(Source data begins)

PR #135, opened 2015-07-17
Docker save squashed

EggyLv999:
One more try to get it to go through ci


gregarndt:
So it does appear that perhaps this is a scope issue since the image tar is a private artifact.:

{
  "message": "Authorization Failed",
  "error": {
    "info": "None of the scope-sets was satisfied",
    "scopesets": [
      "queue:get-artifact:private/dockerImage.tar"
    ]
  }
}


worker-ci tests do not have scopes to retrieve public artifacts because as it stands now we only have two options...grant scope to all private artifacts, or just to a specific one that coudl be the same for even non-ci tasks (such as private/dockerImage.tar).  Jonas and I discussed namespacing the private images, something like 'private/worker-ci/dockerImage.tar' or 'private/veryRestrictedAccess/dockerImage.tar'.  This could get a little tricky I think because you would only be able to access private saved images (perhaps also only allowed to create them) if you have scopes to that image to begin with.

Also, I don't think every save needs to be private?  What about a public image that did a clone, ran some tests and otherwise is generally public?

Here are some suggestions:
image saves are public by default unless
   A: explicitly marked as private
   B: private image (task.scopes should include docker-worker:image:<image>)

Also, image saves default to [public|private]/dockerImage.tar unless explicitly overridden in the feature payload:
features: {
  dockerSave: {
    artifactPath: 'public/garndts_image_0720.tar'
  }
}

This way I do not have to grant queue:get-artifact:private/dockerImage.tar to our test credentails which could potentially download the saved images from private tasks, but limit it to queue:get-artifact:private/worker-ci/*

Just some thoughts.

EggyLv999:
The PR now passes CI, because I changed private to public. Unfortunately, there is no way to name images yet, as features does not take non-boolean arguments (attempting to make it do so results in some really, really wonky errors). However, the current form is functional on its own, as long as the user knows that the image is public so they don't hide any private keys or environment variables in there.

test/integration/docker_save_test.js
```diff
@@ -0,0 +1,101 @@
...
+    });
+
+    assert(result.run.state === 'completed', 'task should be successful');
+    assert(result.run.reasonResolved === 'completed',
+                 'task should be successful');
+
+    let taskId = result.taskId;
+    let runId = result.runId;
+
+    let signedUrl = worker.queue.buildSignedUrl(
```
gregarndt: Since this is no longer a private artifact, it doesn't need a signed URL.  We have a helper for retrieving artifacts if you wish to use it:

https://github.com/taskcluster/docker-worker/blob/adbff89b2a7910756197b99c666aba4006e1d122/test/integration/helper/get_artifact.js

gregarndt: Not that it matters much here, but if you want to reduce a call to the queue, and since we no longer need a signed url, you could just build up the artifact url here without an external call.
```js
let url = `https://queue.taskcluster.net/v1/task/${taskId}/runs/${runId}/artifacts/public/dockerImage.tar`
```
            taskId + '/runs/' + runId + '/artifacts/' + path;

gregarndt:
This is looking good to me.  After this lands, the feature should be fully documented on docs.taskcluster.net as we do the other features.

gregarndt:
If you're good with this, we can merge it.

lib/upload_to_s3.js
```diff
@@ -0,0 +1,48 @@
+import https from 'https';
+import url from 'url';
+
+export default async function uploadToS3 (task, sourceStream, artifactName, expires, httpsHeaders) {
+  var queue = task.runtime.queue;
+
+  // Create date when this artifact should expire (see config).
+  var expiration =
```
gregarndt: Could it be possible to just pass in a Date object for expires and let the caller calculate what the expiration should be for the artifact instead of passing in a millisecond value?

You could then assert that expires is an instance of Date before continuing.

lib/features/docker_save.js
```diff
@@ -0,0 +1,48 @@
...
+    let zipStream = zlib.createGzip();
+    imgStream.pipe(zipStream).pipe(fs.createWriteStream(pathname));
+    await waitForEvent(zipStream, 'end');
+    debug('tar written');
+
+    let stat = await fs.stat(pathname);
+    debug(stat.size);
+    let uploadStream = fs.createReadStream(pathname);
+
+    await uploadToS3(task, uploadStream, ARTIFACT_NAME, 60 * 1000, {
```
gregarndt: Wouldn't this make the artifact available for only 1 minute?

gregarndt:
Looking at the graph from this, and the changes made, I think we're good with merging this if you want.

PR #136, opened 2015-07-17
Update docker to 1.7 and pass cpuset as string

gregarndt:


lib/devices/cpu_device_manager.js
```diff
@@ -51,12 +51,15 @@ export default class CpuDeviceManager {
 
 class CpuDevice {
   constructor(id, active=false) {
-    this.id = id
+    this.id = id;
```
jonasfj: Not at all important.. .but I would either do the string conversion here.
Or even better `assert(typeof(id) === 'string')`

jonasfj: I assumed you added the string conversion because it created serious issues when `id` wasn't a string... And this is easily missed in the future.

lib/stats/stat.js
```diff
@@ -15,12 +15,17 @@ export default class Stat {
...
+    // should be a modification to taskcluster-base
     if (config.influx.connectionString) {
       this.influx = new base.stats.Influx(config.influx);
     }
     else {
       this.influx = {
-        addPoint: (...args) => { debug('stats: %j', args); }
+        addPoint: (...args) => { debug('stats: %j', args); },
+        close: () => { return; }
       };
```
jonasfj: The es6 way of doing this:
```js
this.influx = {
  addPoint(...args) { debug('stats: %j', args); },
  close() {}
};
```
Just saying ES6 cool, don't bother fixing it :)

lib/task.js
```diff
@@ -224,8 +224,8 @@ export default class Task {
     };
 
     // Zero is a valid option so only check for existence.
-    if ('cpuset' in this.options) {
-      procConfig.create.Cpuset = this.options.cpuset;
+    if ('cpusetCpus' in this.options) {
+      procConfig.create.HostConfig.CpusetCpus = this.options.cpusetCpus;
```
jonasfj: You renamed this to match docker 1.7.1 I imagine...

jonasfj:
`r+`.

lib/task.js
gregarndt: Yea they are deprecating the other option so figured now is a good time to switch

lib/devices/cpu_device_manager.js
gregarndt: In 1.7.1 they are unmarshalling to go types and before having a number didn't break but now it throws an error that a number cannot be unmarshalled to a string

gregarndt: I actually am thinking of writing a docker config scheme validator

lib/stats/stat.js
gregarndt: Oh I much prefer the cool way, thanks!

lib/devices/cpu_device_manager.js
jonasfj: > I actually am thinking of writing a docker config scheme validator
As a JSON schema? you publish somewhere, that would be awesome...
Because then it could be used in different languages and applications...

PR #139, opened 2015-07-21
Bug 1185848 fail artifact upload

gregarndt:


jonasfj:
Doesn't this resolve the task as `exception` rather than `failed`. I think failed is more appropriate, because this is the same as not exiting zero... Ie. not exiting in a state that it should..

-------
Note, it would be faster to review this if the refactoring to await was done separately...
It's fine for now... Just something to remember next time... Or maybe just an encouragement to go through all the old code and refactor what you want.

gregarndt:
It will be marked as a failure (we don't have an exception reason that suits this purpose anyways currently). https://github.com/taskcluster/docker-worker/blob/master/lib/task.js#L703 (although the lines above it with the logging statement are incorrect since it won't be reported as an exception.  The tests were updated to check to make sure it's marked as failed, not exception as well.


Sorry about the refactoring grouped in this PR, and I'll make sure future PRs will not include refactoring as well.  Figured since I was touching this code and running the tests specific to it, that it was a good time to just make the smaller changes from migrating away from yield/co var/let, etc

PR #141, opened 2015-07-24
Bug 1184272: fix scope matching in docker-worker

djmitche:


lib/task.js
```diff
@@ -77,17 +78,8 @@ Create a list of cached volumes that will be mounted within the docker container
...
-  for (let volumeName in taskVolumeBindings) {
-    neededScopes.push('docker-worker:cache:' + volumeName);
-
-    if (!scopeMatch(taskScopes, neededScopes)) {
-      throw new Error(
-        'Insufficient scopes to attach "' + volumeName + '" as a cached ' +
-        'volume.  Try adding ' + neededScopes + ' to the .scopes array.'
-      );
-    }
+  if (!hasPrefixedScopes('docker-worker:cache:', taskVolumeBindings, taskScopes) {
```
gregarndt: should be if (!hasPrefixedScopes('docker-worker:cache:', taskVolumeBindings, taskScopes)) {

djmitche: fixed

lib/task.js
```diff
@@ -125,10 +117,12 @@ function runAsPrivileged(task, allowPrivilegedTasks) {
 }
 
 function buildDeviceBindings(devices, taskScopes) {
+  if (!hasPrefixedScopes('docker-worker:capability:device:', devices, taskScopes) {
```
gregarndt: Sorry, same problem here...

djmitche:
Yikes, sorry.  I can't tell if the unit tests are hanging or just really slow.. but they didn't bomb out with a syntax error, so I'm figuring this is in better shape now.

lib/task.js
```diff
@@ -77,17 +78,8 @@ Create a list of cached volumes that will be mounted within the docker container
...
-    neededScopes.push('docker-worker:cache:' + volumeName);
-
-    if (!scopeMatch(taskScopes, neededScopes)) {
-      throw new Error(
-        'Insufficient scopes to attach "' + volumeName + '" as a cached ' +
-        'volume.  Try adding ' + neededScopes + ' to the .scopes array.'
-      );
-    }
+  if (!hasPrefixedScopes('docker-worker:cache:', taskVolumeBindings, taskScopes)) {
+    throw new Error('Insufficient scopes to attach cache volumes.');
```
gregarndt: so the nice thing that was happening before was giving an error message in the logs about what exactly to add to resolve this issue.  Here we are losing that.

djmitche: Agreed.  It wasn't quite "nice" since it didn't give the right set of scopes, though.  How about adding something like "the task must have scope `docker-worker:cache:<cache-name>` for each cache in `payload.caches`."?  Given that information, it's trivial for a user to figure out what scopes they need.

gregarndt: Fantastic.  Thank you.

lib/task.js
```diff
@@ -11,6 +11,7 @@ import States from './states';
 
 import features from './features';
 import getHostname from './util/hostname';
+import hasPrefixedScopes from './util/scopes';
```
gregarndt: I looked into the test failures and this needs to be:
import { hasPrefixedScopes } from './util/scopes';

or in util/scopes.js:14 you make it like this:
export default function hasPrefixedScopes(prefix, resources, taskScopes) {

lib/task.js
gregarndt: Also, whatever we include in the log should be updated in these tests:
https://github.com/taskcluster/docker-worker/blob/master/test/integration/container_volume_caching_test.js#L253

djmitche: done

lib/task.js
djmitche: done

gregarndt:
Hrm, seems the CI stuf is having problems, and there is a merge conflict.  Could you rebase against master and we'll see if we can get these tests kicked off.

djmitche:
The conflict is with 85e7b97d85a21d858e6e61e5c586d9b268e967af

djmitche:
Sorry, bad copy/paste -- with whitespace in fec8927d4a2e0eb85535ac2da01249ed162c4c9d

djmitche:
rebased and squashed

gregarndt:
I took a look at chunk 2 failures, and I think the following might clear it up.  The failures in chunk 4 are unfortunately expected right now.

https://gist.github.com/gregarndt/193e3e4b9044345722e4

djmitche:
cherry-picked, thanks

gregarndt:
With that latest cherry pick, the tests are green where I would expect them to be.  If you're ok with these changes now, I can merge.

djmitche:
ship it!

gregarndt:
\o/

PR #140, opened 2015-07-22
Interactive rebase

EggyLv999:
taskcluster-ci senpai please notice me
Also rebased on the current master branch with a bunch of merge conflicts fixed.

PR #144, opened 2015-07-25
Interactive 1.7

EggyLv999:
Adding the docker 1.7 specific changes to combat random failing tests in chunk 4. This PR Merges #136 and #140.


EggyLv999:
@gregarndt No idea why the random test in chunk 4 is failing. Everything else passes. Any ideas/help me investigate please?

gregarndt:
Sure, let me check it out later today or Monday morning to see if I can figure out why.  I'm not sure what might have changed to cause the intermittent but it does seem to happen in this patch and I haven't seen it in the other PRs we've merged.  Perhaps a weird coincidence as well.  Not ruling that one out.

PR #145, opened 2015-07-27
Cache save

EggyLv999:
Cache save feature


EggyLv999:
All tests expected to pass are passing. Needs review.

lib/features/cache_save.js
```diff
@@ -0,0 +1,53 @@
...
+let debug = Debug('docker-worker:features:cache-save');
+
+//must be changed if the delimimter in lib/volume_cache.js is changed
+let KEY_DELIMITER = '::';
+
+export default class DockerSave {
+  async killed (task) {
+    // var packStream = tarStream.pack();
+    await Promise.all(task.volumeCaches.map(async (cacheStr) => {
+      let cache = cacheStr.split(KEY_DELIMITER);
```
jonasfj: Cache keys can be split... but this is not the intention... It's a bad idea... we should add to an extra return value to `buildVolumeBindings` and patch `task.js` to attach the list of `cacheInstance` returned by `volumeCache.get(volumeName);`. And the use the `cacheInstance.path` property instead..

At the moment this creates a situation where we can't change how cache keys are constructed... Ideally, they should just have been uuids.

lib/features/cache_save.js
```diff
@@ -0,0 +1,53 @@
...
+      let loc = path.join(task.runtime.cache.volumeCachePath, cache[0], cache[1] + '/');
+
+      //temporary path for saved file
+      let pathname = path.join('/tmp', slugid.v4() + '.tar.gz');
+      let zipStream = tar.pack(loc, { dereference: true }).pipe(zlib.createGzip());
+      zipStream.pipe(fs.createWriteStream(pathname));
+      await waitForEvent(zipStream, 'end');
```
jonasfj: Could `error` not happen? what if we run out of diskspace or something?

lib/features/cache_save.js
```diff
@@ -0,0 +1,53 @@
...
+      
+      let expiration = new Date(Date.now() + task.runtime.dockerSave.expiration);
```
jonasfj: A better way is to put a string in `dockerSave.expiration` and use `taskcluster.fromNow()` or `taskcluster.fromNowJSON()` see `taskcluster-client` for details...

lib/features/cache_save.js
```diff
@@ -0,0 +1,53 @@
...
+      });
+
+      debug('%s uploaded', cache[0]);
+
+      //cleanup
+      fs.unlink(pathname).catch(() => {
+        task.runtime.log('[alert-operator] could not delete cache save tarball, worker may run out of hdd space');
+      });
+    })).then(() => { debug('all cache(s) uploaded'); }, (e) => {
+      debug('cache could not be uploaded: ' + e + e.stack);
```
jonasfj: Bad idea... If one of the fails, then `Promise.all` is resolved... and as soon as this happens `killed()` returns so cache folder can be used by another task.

(Source data ends)

Search the listing above for the string "should" and copy each line that has it.

   B: private image (task.scopes should include docker-worker:image:<image>)
+    assert(result.run.state === 'completed', 'task should be successful');
+                 'task should be successful');
This is looking good to me.  After this lands, the feature should be fully documented on docs.taskcluster.net as we do the other features.
+  // Create date when this artifact should expire (see config).
gregarndt: Could it be possible to just pass in a Date object for expires and let the caller calculate what the expiration should be for the artifact instead of passing in a millisecond value?
+    // should be a modification to taskcluster-base
Doesn't this resolve the task as `exception` rather than `failed`. I think failed is more appropriate, because this is the same as not exiting zero... Ie. not exiting in a state that it should..
gregarndt: should be if (!hasPrefixedScopes('docker-worker:cache:', taskVolumeBindings, taskScopes)) {
gregarndt: Also, whatever we include in the log should be updated in these tests:
jonasfj: Cache keys can be split... but this is not the intention... It's a bad idea... we should add to an extra return value to `buildVolumeBindings` and patch `task.js` to attach the list of `cacheInstance` returned by `volumeCache.get(volumeName);`. And the use the `cacheInstance.path` property instead..
At the moment this creates a situation where we can't change how cache keys are constructed... Ideally, they should just have been uuids.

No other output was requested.